In practice it meant separately inputting not only the play but extensive work by both playwrights (as well as Massinger, seen as a less likely candidate for co-authorship) into a machine learning system, and familiarising it with their individual approaches.


“The general principle was that I collected different works of the playwrights in around the same period that Henry VIII was written, and I trained the algorithm to recognise their styles. After this information was input, the trained model was then applied to Henry VIII. The first thing you do when you train the model is test how it performs on known data and you perform cross-validation. That means you leave out one play by Shakespeare and train the rest and then run it on the one that was taken out. And you do the same with Fletcher.
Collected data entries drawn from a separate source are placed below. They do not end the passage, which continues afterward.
PR #10724, opened 2026-04-09
[#10588] doc(view): add design doc for view management

mchades:
### What changes were proposed in this pull request?

add design doc for view management

### Why are the changes needed?

Fix: #10588

### Does this PR introduce _any_ user-facing change?

no

### How was this patch tested?

no need

PR #11144, opened 2026-05-19
  [#11007] docs(authz): Add design doc for view privilege control

### LINKED ISSUE #11007: [Subtask] View privilege support
### Describe the subtask

Complete/enforce view-level privileges (grant/revoke/check).

### Parent issue

#604

sgedward:

  Adds a new design document at `design-docs/gravitino-view-privilege.md` covering view privilege control as a sub-design under the parent [View Management
  design](https://docs.google.com/document/d/1qKZMcY5ifgZF-BjGF2FwYBNWyTwqrCDLaGW_D2jD_LY).

  The doc proposes:
  - **Adding `ALTER_VIEW` privilege** (with bit `1L << 33`, allow/deny variants)
  - **Wiring `@AuthorizationExpression`** on all five `ViewOperations.java` endpoints, mirroring the `TableOperations.java` pattern
  - **Adding `ViewHookDispatcher`** to set the creator as view owner on `createView`, unblocking the `VIEW::OWNER` clause already present in `LOAD_VIEW_AUTHORIZATION_EXPRESSION`
  - **Adding visibility filtering** to `listViews` via `FILTER_VIEW_AUTHORIZATION_EXPRESSION` (currently consumed only by the Iceberg-REST path)
  - **Two new expression constants**: `CREATE_VIEW_AUTHORIZATION_EXPRESSION` and `ALTER_VIEW_AUTHORIZATION_EXPRESSION`

  The doc **diverges from the parent View Management design doc** on one point: no `DROP_VIEW` privilege is introduced. View drops use the hierarchical owner-based expression form,
  consistent with `dropTable` / `dropFileset` / `dropFunction`. Rationale in the doc — would appreciate community review on this specifically.

Issue #11007 tracks the completion of view privilege support. However, it would be better to summarize the changes and aggregate them into a design document to share with the community for confirmation before proceeding to the implementation phase.

  Current state has `CREATE_VIEW` / `SELECT_VIEW` defined in `Privilege.Name` but never enforced on the generic REST path. Alter and drop operations have no privilege protection. Only the
   Iceberg-REST path (`IcebergViewOperations.java`) is fully wired today, making the privilege model inconsistent across catalog types.

  Fix: #11007

  No code changes in this PR — design doc only. The implementation work that follows the design will introduce:

  1. A new privilege type `ALTER_VIEW` (grantable like `MODIFY_TABLE`)
  2. Enforcement of `CREATE_VIEW` / `SELECT_VIEW` / `ALTER_VIEW` on Gravitino REST endpoints for non-Iceberg catalogs (previously unenforced)
  3. Behavioral change: `listViews` will return only views the caller has privileges on (currently returns all views in the schema)
  4. Hierarchical owner-based drop authorization for views (currently no privilege check at all)

  N/A — this is a design document. Reviewers should evaluate the proposed approach and the rationale for diverging from the parent doc on `DROP_VIEW`.

### DIFF
--- a/design-docs/gravitino-view-privilege.md
+++ b/design-docs/gravitino-view-privilege.md
@@ -1,0 +1,241 @@
+<!--
+  Licensed to the Apache Software Foundation (ASF) under one
+  or more contributor license agreements.  See the NOTICE file
+  distributed with this work for additional information
+  regarding copyright ownership.  The ASF licenses this file
+  to you under the Apache License, Version 2.0 (the
+  "License"); you may not use this file except in compliance
+  with the License.  You may obtain a copy of the License at
+
+   http://www.apache.org/licenses/LICENSE-2.0
+
+  Unless required by applicable law or agreed to in writing,
+  software distributed under the License is distributed on an
+  "AS IS" BASIS, WITHOUT WARRANTIES OR CONDITIONS OF ANY
+  KIND, either express or implied.  See the License for the
+  specific language governing permissions and limitations
+  under the License.
+-->
+
+# Design of View Privilege Control in Gravitino
+
+## Background
+
+Apache Gravitino's [View Management design](https://docs.google.com/document/d/1qKZMcY5ifgZF-BjGF2FwYBNWyTwqrCDLaGW_D2jD_LY) provides unified view management across heterogeneous catalogs (Iceberg, Paimon, HMS, JDBC, and Gravitino-managed catalogs). The parent design assigns view privilege control to "Phase IV. Governance & Security" and lists four required privileges: `CREATE_VIEW`, `SELECT_VIEW`, `ALTER_VIEW`, `DROP_VIEW`.
+
+The existing Gravitino access control framework covers catalogs, schemas, tables, filesets, topics, models, tags, policies, jobs, and functions. Views are a partially-defined object type in this model — the privilege types exist in the API but are not enforced end-to-end, leaving view access control in an inconsistent state:
+
+- **Privilege type set is incomplete.** Only `CREATE_VIEW` and `SELECT_VIEW` exist in `Privilege.Name` (see `api/src/main/java/org/apache/gravitino/authorization/Privilege.java:146-148`). `ALTER_VIEW`-equivalent and `DROP_VIEW`-equivalent are missing, so view alter and drop operations have no privilege to check against.
+- **REST endpoints do not enforce privileges.** `ViewOperations.java` (the generic view REST endpoints) carries zero `@AuthorizationExpression` annotations on its five endpoints (`listViews`, `createView`, `loadView`, `alterView`, `dropView` at lines 67, 93, 132, 158, 191 respectively). Compare with `TableOperations.java` where every endpoint is wired (lines 83, 119, 167, 204, 241).
+- **No visibility filtering on `listViews`.** `ViewOperations.listViews` (lines 71–94) returns the raw `dispatcher.listViews(viewNS)` result with no filter applied. Compare with `TableOperations.listTables` (lines 86–112) which calls `MetadataAuthzHelper.filterByExpression(..., FILTER_TABLE_AUTHORIZATION_EXPRESSION, ...)` to drop entries the caller has no privilege on. The `FILTER_VIEW_AUTHORIZATION_EXPRESSION` constant already exists in `AuthorizationExpressionConstants.java:119` but is consumed only by the Iceberg-REST path (`IcebergViewOperations.java:350`); the generic path never references it. Result: any user who can reach the list endpoint sees every view in the schema, regardless of per-view privileges.
+- **No ownership tracking for views.** `core/src/main/java/org/apache/gravitino/hook/` contains 12 `*HookDispatcher` classes (Catalog, Schema, Table, Fileset, Function, Model, …) but no `ViewHookDispatcher`. As a result, view owners are never set on creation, and the `VIEW::OWNER` clause already present in `LOAD_VIEW_AUTHORIZATION_EXPRESSION` (`AuthorizationExpressionConstants.java:97`) never resolves to true for the view creator.
+- **Engine-side ACL translation is silent.** The Ranger plugin (`authorizations/authorization-ranger/`) contains zero references to `MetadataObject.Type.VIEW` or any view privilege — view grants are not translated to Ranger ACLs.
+- **Iceberg-REST is the only path that enforces view auth today.** `IcebergViewOperations.java` (lines 90, 126, 164, 201, 243, 282) is fully wired with `@AuthorizationExpression` and `ICEBERG_LOAD_VIEW_AUTHORIZATION_EXPRESSION`. This means the same conceptual operation has two enforcement paths with different coverage depending on the catalog type, which is confusing for users and operators.
+
+The result is a privilege model where granting `SELECT_VIEW` to a user has visible effect on Iceberg-REST views but no effect on views served via the generic REST path, and where alter/drop operations on any view are unprotected.
+
+**Current state — two parallel paths, only one enforces view auth:**
+
+```
+                       ┌────────────────────────────────────────┐
+                       │       Authorization framework          │
+                       │  (roles, grants, owner, expressions)   │
+                       └──────────────┬─────────────────────────┘
+                                      │ checked at REST layer
+                                      │
+       ┌──────────────────────────────┴──────────────────────────────┐
+       │                                                             │
+       ▼                                                             ▼
+  IcebergViewOperations                                       ViewOperations
+  (Iceberg REST spec path)                                    (Gravitino REST path)
+       │ @AuthorizationExpression                                  │ (no @AuthorizationExpression)
+       │ on every endpoint  ✅                                      │ on any endpoint     ❌
+       ▼                                                            ▼
+  Iceberg REST handlers                                       ViewNormalizeDispatcher
+                                                                    │
+                                                                    │ (no ViewHookDispatcher
+                                                                    │  → view owner never set ❌
+                                                                    │  → VIEW::OWNER clause
+                                                                    │    never resolves true)
+                                                                    ▼
+                                                              ViewOperationDispatcher
+                                                                    │
+                                                                    ▼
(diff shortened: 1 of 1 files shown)


design-docs/gravitino-view-privilege.md
```diff
@@ -0,0 +1,241 @@
...
+
+5. **Backward Compatibility**: When authorization is disabled, all view REST endpoints behave identically to today. Existing `CREATE_VIEW` and `SELECT_VIEW` privileges retain their current bit values and semantics. No client or DTO changes. The Iceberg-REST view authorization path (`IcebergViewOperations.java`) is unchanged.
+
+---
+
+## Non-Goals
+
+1. **Data-Level Access Control**: View privileges in Gravitino govern metadata access only. Whether the user can read the underlying tables referenced by the view SQL is enforced by the compute engine and the underlying catalog's permission system. The parent design doc commits to this scope split explicitly.
+
+2. **DEFINER / INVOKER Enforcement**: `securityConfig.securityMode` is stored by Gravitino as a metadata annotation and passed through to the engine. Gravitino does not enforce DEFINER/INVOKER semantics. This is the parent design doc's position and is unchanged here.
```
mchades: Gravitino currently does not explicitly store the `securityConfig.securityMode`. Should we consider adding this to the view field or view properties? Additionally, are these values mutable or immutable?

design-docs/gravitino-view-privilege.md
```diff
@@ -0,0 +1,241 @@
...
+                                                          Catalog connector (Iceberg/
+                                                          Paimon/HMS/JDBC/managed)
+
+  Ranger plugin: zero references to MetadataObject.Type.VIEW ❌
+  (view grants in Gravitino are not translated to Ranger ACLs)
+```
+
+---
+
+## Goals
```
mchades, line 73: The design should take this into consideration: https://github.com/apache/gravitino/pull/10724#discussion_r3056018270

Image

design-docs/gravitino-view-privilege.md
sgedward: @mchades 

Thanks for pointing that out; I’ll move this to out of scope for now. I’m thinking it could stay in the view field since it’s a simple enum, and not all data engines support the mode—plus, it’s likely a catalog-managed feature. We can have the client-side check eligibility before sending it to the server.

Regarding the values, maybe we can come back to this later. I’m leaning towards "mutable" since MySQL supports the alter mode. However, the Iceberg change is still ongoing, and I’m not sure if IRC is immutable or mutable. We can circle back once they have an implementation. Or maybe I missed something? What do you think? Feel free to point me toward any references.

mchades: Although different engines have varying degrees of support for this attribute, it is a key design for view privilege, and we should not skip it in the design of view privilege. Since we also maintain connectors for Trino/Flink/Spark, we need to consider comprehensively in this design document how to support it.

sgedward: Hi @mchades,

Thanks for pointing out the information here. I’ve updated the design docs, especially the security mode sections.

I have divided the security mode into three components:
1. The connectors
2. Gravitino
3. The underlying data engines

I separately covered how each section handles various situations and combinations. I have encountered one difficulty: Flink and Spark do not have a caller identity, only a session identity (or maybe I am missing something; please let me know). This means that when we switch the security mode to invoker mode, the caller can still use the Flink or Spark connector’s session identity (which is the service identity) to access the view. 

This seems to defeat the purpose of invoker privilege mode. For now, I will call this out as an exception and treat the session identity the same way as the user or caller identity, as is done in Trino.

mchades:
@roryqi could you please also help to review the design when you are free? Thanks!

roryqi:
I will review this document tonight.

design-docs/gravitino-view-privilege.md
```diff
@@ -0,0 +1,339 @@
...
+
+2. **INVOKER's accuracy depends on the cell**:
+   - **Pass-through cells** (native-dialect path to MySQL/Postgres/HMS): the data engine enforces with whatever identity the connector's JDBC/Thrift connection uses. Identity propagation between connector and data engine is a connector / deployment concern outside this design — typically per-user JDBC credentials, proxy authentication, or Kerberos delegation.
+   - **Gravitino-managed cells** (data lakes, or non-native dialect on a JDBC data engine): Gravitino enforces using session identity. Accurate per-user on Trino with `forwardUser`; degraded to service-identity enforcement on Spark/Flink today. The degradation is principled — INVOKER means "whoever Gravitino sees as the caller" — and matches deployment reality, since operators today grant `spark_svc` / `flink_svc` the privileges they want Spark/Flink jobs to have. When per-session forwarding lands in those connectors, INVOKER becomes per-user automatically with no design changes here.
+
+---
+
+#### Identity Mapping (Pass-through Mode Only)
```
roryqi: Why do we need this?

sgedward: This might be due to my knowledge gap in Gravitino, but I assume the Gravitino user principal may not be the same as the JDBC database connection user. Consequently, I manually managed the principal mapping. If this assumption is incorrect, I can remove that logic. Please feel free to point me in the right direction.

roryqi: We don't have a mature solution now. It's a complex solution.

sgedward: > We don't have a mature solution now. It's a complex solution.

Got it. If that’s the case, I can pass the Gravitino user principal as the JDBC connection user and put the complex solution out of scope for now. What do you think?

roryqi: We can only focus on the metadata authentication now.

sgedward: Updated the design doc and marked the metadata <--> data engine identity mapping out of scope for now.

design-docs/gravitino-view-privilege.md
```diff
@@ -0,0 +1,324 @@
...
+   - Applies `FILTER_VIEW_AUTHORIZATION_EXPRESSION` (`AuthorizationExpressionConstants.java:119`) to the result set — only views the user has `SELECT_VIEW`, `ALTER_VIEW`, `CREATE_VIEW` (at schema, catalog, or metalake level), or ownership on are returned.
+
+2. **`loadView`**
+   - Requires `USE_CATALOG` + `USE_SCHEMA`, plus `SELECT_VIEW`, `ALTER_VIEW`, `CREATE_VIEW`, or view ownership (consistent with `loadTable`).
+   - If the user lacks privileges, the authorization framework denies access.
+
+3. **`createView`**
+   - Requires `USE_CATALOG` + `USE_SCHEMA` + (`CREATE_VIEW` at schema, catalog, or metalake, or schema ownership).
+
+4. **`alterView`**
```
roryqi, line 172: Do we support to rename a view ? Do we support rename a view crossing different namespace?

design-docs/gravitino-view-privilege.md
```diff
@@ -0,0 +1,324 @@
...
+| **Spark** (singleton service id)      | DEFINER ✅ owner / INVOKER ⚠️ service                     | DEFINER ✅ / INVOKER ✅ (data engine enforces)                                            | DEFINER ✅ owner / INVOKER ⚠️ service                                          |
+| **Flink** (singleton service id)      | DEFINER ✅ owner / INVOKER ⚠️ service                     | DEFINER ✅ / INVOKER ✅ (data engine enforces)                                            | DEFINER ✅ owner / INVOKER ⚠️ service                                          |
+
+Two consequences of this design:
+
+1. **DEFINER (the default) is fully enforced in every cell from V1.** Whether the data engine has a native view-security concept (MySQL/Postgres/HMS) or not (data lakes), and whether the connector forwards real-user identity (Trino with `forwardUser`) or only a session/service identity (Spark/Flink), Gravitino's lookup of `view.owner()` from `owner_meta` and subsequent authorization is independent of the calling connection. DEFINER is the default precisely because it is comprehensively enforceable today.
```
roryqi, line 283: Why is definer default mode?

sgedward: There are two reasons:
1. The [view design doc](https://docs.google.com/document/d/1qKZMcY5ifgZF-BjGF2FwYBNWyTwqrCDLaGW_D2jD_LY/edit?tab=t.0) table information schema uses DEFINER as the default:
```
 `security_mode` VARCHAR(32) NOT NULL DEFAULT 'DEFINER' COMMENT 'DEFINER or INVOKER, immutable in V1',
 ```
2. The MySQL default for `CREATE VIEW my_view AS SELECT ...;` is DEFINER mode. It is easier to align with the data engine.

design-docs/gravitino-view-privilege.md
sgedward: That’s a good call. I don’t think we should support it in `ALTER VIEW` to keep things simple. If a user wants to rename a view, they can just drop and recreate it. I will outline the limitation here.

design-docs/gravitino-view-privilege.md
roryqi: cc @mchades Most of computes won't support definer mode now.

sgedward: Sorry, I think there might have been a misunderstanding on my end. I thought we needed input from @mchades first.

The core issue here seems to be a misalignment between our current support and MySQL's behavior (which uses `DEFINER` as the default). Given that, should we proceed with Definer mode, or do you think we should take a different approach?

design-docs/gravitino-view-privilege.md
sgedward: @roryqi  I think `ALTER VIEW` is still a broad term for supporting the main feature here. I have scoped out `RENAME` support for the current `ALTER_VIEW` feature.

sgedward:
Hi @roryqi and @mchades,

Should we share the design document for community review now? The primary outstanding question is whether definer mode should be set as the default.

Thanks!

design-docs/gravitino-view-privilege.md
roryqi: I prefer using invoker mode as the default mode.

And the model reacts and labels the data in cases where you already know the correct answer. This way, you can estimate the accuracy of the model and how reliable it is. In my case it was very reliable: in 99 percent of cases it was able to determine authorship correctly.
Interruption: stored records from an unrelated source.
PR #11152, opened 2026-05-19
[#11220] docs(spec): Add design documents for async hard deletion

roryqi:

Adds the design document `design-docs/async-iceberg-rest-hard-deletion.md` for **asynchronous hard deletion** in the Gravitino Iceberg REST server.

The design makes `DELETE …?purgeRequested=true` return quickly by dropping the catalog entry on the request thread and deleting data/metadata files in the background via a JDBC-backed job table (`iceberg_purge_job`) and a multi-replica worker pool (lease via `FOR UPDATE SKIP LOCKED`, CAS fallback elsewhere), with retry/backoff and a `DEAD_LETTER` state. The synchronous path is retained behind `async-purge.enabled=false` purely as a rollback.

Resolved review/open questions in this revision:
- **Name reuse during purge (§5.13, closes §8.1 / Jerry's Q1):** the active job row acts as a tombstone — `createTable`/`register` at the same identifier returns **409** until the job is terminal, closing the PRD §2.2 same-name/same-location recreate attack. Re-register-as-recovery atomically cancels the matching job (`CANCELLED`), removing the worker-deletes-recovered-files race.
- **Purge visibility (§5.14, Jerry's follow-up):** how to tell a table is mid-purge / done / dead-lettered — a wire-compatible informative `409` message, a read-only `purge-jobs` management endpoint, metrics, and events, with `DEAD_LETTER` discoverable across all three.
- Marked §8.1 (Q1) and §8.4 (Q4) resolved; updated schema (`CANCELLED` state, `idx_object`), failure model, wire-compat notes, and task breakdown.

Synchronous purge on the Jetty request thread exceeds HTTP timeouts, saturates the thread pool, and leaks files with no retry/audit on large tables. This document captures the async design before implementation.

No (design document only). The design it describes would change drop semantics (recreate blocked with 409 until cleanup completes) — called out in the doc's release-notes section.

N/A — documentation only.

### DIFF
--- a/design-docs/async-iceberg-rest-hard-deletion.md
+++ b/design-docs/async-iceberg-rest-hard-deletion.md
@@ -77,8 +77,9 @@ different failure model — kept separate.
 ## 3. Non-Goals
 
 1. **Native soft-delete / undrop semantics**: This design delivers async
-   *hard* deletion only. Full soft-delete / undrop is a follow-up; §5.7
-   records the seam it builds on.
+   *hard* deletion only — once a drop is accepted the files are destroyed
+   with no undrop or recovery path. Full soft-delete / undrop is a separate
+   follow-up.
 2. **Purge cancellation**: User-initiated cancellation of in-flight purges
    is out of scope; it needs a control API and lifecycle states we can add
    later without breaking this design.
@@ -160,11 +161,7 @@ false`. The header name uses canonical HTTP casing (each word capitalized).
    `metadata_location`, and streams through every reachable file deleting
    it, retrying transient failures with backoff.
 5. On success the job is `SUCCEEDED`; on terminal failure it lands in
-   `FAILED` for operator inspection. Listeners observe
-   `IcebergPurge{Started,Completed,Failed}Event` throughout.
-6. *(Recovery)* If the drop was a mistake, the table can be re-registered at
-   the stored metadata location any time before the worker deletes the
-   files; this also cancels the matching job (§5.7).
+   `FAILED` for operator inspection (queryable in the job table, §5.9).
 
 ### 5.3 Request-path interaction
 
@@ -212,7 +209,7 @@ CREATE TABLE IF NOT EXISTS `iceberg_purge_job` (
   `metadata_location` VARCHAR(1024) NOT NULL,
   `file_io_impl`      VARCHAR(256)  NOT NULL,
   `file_io_props`     MEDIUMTEXT    NOT NULL COMMENT 'JSON',
-  `state`             VARCHAR(16)   NOT NULL COMMENT 'PENDING|RUNNING|SUCCEEDED|FAILED|CANCELLED',
+  `state`             VARCHAR(16)   NOT NULL COMMENT 'PENDING|RUNNING|SUCCEEDED|FAILED',
   `attempts`          INT(10)       NOT NULL DEFAULT 0,
   `last_error`        TEXT          NULL,
   `heartbeat_at`      BIGINT(20)    NULL COMMENT 'last heartbeat from the worker; NULL when unclaimed',
@@ -309,7 +306,6 @@ success. Backoff: `min(maxBackoff, base * 2^attempts)` with jitter.
 | Metadata load failed, transient     | back to `PENDING`, `attempts++`, `next_attempt_at = now + backoff`, `heartbeat_at=NULL`   |
 | Metadata load failed, terminal      | `attempts++`; if `attempts >= max-attempts` → `FAILED`                                   |
 | Worker killed mid-job               | `RUNNING` row's heartbeat goes stale; another worker reclaims; deletes are idempotent     |
-| Recovered via re-register (§5.7)    | Job CAS'd to `CANCELLED`; the worker only claims non-terminal rows, so files stay intact  |
 
 Restart handling falls out of the durable job table plus the heartbeat
 model — no separate mechanism:
@@ -330,7 +326,7 @@ heartbeat ages past `heartbeatTimeout` before the rebooted process reclaims
 them. We keep `heartbeatTimeout` modest so the resume delay is small; with no
 owner column there is nothing extra to sweep on boot.
 
-### 5.7 Name reuse during purge, and recovery
+### 5.7 Name reuse during purge
 
 While a purge job for an identifier is non-terminal (`PENDING` or
 `RUNNING`), that identifier is treated as **still occupied** even though its
@@ -338,11 +334,11 @@ catalog entry is already gone. The active `iceberg_purge_job` row *is* the
 tombstone — no second table is needed. The REST server consults the store on
 the request thread (one indexed lookup via `idx_object`):
 
-| Operation                                   | Active job exists                         | No active job (`SUCCEEDED`/`FAILED`/`CANCELLED`/none) |
-|---------------------------------------------|-------------------------------------------|-------------------------------------------------------|
-| `loadTable` / `HEAD`, `alterTable` / commit | `404 NoSuchTableException`                | `404`                                                 |
-| `createTable` (same identifier)             | **`409 Conflict`** — being purged         | succeeds                                              |
-| `registerTable` (same identifier)           | **`409 Conflict`**, except recovery below | succeeds                                              |
+| Operation                                   | Active job exists                 | No active job (`SUCCEEDED`/`FAILED`/none) |
+|---------------------------------------------|-----------------------------------|-------------------------------------------|
+| `loadTable` / `HEAD`, `alterTable` / commit | `404 NoSuchTableException`        | `404`                                     |
+| `createTable` (same identifier)             | **`409 Conflict`** — being purged | succeeds                                  |
+| `registerTable` (same identifier)           | **`409 Conflict`**                | succeeds                                  |
 
 A `SUCCEEDED` job (even before pruning) no longer blocks reuse — the files
 are gone. A `FAILED` job also stops blocking, so a failed cleanup never
@@ -352,33 +348,17 @@ attack: a recreate cannot expose the dropped table's data, because it is
 refused until the files are deleted. A **namespace** carries no data, so it
 can be recreated freely; tables inside it are guarded individually.
 
-**Recovery.** Because the data / metadata files are untouched until the
-worker runs, a table dropped by mistake can be recovered before its files
-are deleted by re-registering at the stored location:
+Once a drop is accepted the table is gone for good: this is *hard* delete,
+so there is deliberately no undrop or re-register recovery path. A client
+that wants a grace period before data is destroyed should use a future
+soft-delete feature (a non-goal here, §3), not this path.
 
-```
-POST /v1/{prefix}/namespaces/{ns}/register
-{ "name": "<table>", "metadata-location": "<stored metadata_location>" }
-```
-
-Re-registering atomically CAS's the matching active job to `CANCELLED` and
-restores the catalog entry in the same transaction — lifting the tombstone
-and removing the worker-deletes-the-recovered-table race (the worker only
-claims non-terminal rows). This is **recovery-scoped** cancellation only; a
-general "cancel my purge" API stays out of scope (§3).
-
-Once the worker deletes the files the table is unrecoverable — the intended
-semantics of *hard* delete. A future soft-delete / undrop feature layers on
-top by deferring file deletion for a retention window (delaying
-`next_attempt_at`) on the **same** job row, executor, and scheduler, so
-register-table recovery succeeds throughout the window.
-
-**Concurrency.** The conflict check, the worker's claim, and recovery's
-cancel all serialize on the row's `state`. Recovery's CAS to `CANCELLED` is
-guarded by `state='PENDING'`, and the worker's claim CAS moves
-`PENDING → RUNNING`; they target the same `PENDING` row, so at most one wins.
-A job already `RUNNING` cannot be silently cancelled — recovery's CAS matches
-no row and returns `409` (the caller retries once the job terminates).
+**Concurrency.** The create/register conflict check and the worker's claim
+both serialize on the row's `state`. A `createTable` / `registerTable` that
+observes a non-terminal job (`PENDING` or `RUNNING`) returns `409`; one that
+observes a terminal job (`SUCCEEDED` / `FAILED`) or no job proceeds. The
+worker's claim CAS moves `PENDING → RUNNING`, so the conflict check and the
+claim never disagree about whether the identifier is still occupied.
 
 ### 5.8 Object coverage: tables now, views later
 
@@ -433,13 +413,13 @@ per-request **client** choice via the `X-Gravitino-Async-Purge` header
 (default async; `false` selects synchronous deletion). The server-side keys
 only tune the worker pool and retries:
 
-| Key                                                            | Default  | Description                                             |
-|----------------------------------------------------------------|----------|---------------------------------------------------------|
-| `gravitino.iceberg-rest.async-purge.worker-threads`            | `4`      | Worker pool size per server.                            |
-| `gravitino.iceberg-rest.async-purge.poll-interval-ms`          | `5000`   | Worker poll interval.                                   |
-| `gravitino.iceberg-rest.async-purge.heartbeat-timeout-ms`      | `300000` | Age after which a job with no heartbeat is reclaimable. |
-| `gravitino.iceberg-rest.async-purge.max-attempts`              | `5`      | Attempts before `FAILED`.                               |
-| `gravitino.iceberg-rest.async-purge.completed-retention-hours` | `168`    | How long `SUCCEEDED` rows are retained before pruning.  |
+| Key                                                           | Default  | Description                                                                  |
+|---------------------------------------------------------------|----------|------------------------------------------------------------------------------|
+| `gravitino.iceberg-rest.async-purge.worker-threads`           | `4`      | Worker pool size per server.                                                 |
+| `gravitino.iceberg-rest.async-purge.poll-interval-ms`         | `5000`   | Worker poll interval.                                                        |
+| `gravitino.iceberg-rest.async-purge.heartbeat-timeout-ms`     | `300000` | Age after which a job with no heartbeat is reclaimable.                      |
+| `gravitino.iceberg-rest.async-purge.max-attempts`             | `5`      | Attempts before `FAILED`.                                                    |
+| `gravitino.iceberg-rest.async-purge.terminal-retention-hours` | `168`    | How long terminal (`SUCCEEDED` / `FAILED`) rows are retained before pruning. |
 
 File-delete parallelism, claim batch size, and backoff base/ceiling are
 internal constants with sensible defaults; they become config keys only if a
@@ -451,8 +431,8 @@ deployment demonstrates the need.
   unchanged.
 - The worker uses FileIO credentials snapshotted at enqueue time.
   Credentials that expire before the worker runs (STS tokens, …) are
-  refreshed from the catalog on each heartbeat, so long-running purges (and
-  future long-retention soft delete) keep valid credentials.
+  refreshed from the catalog on each heartbeat, so long-running purges keep
+  valid credentials.
 - `iceberg_purge_job` may contain credentials in `file_io_props`; the
   existing Gravitino DB encryption / access controls apply.
 
@@ -489,7 +469,6 @@ only as a rollback flag.
 - [ ] Add observability (§5.9): metrics and the informative `ErrorResponse` message on the §5.7 `409`; operator read path in 1.3 is direct DB query
 - [ ] Namespace-drop cascade for tables (one job per contained table)
 - [ ] Enforce tombstone semantics (§5.7): on `createTable`/`registerTable`, reject with `409` when an active job exists (`idx_object` lookup on the request thread)
-- [ ] Add register-table recovery (§5.7): atomically CAS the matching active job to `CANCELLED` and restore the catalog entry; documentation
 
 ### Phase 1 (1.3): Testing
 - [ ] Unit tests: enqueue, state machine, worker claiming/heartbeat/contention (H2)
@@ -518,9 +497,7 @@ only as a rollback flag.
     synchronous purge; thrown errors surface as 5xx.
   - `TestIcebergPurgeTombstone` (§5.7) — `createTable`/`register` at an
     identifier with an active job returns `409`, succeeds once
-    `SUCCEEDED`/`FAILED`; `loadTable`/`alterTable` return `404`; re-register
-    CAS's the job to `CANCELLED` and the worker then skips it; the
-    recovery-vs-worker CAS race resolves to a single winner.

“When we talk about versification, it means focusing on stress patterns – bit strings that represent stressed and unstressed syllables. It’s much easier today because these days we have very reliable software libraries that offer all kinds of machine learning and the machine learning part is easier to implement through a few lines of code. What is more difficult, is extracting these bit strings, these stress patterns from a text, but I was lucky that I was able to use software that had been developed at Stanford University by Ryan Heuser that had even been tested on Shakespeare’s work. There was evidence it would perform pretty well.”

Those patterns are far too numerous and interconnected to ever be successfully mapped by humans - effectively an impossible and largely fruitless task. That is why machine learning proved so useful, especially since changes could be made to existing software that Plecháč used.

“It is possible to tweak existing software a little bit or to tune its parameters, this is annotation versus versification level. First, you need to label the data, you need to tokenise it, to split the text into words. Also you need to mark the stresses, which syllable carries the stress and which does not, and then comes the analysis – training the machine to recognise the work and that is where my coding began. Of course, I didn’t code it from scratch and a mistake in some of the articles that came out about my work was that I used neural networks – I did not. It was a very popular technique in authorship recognition called support vector machine. And that is not my invention. I used general machine learning software libraries that were designed for this purpose.”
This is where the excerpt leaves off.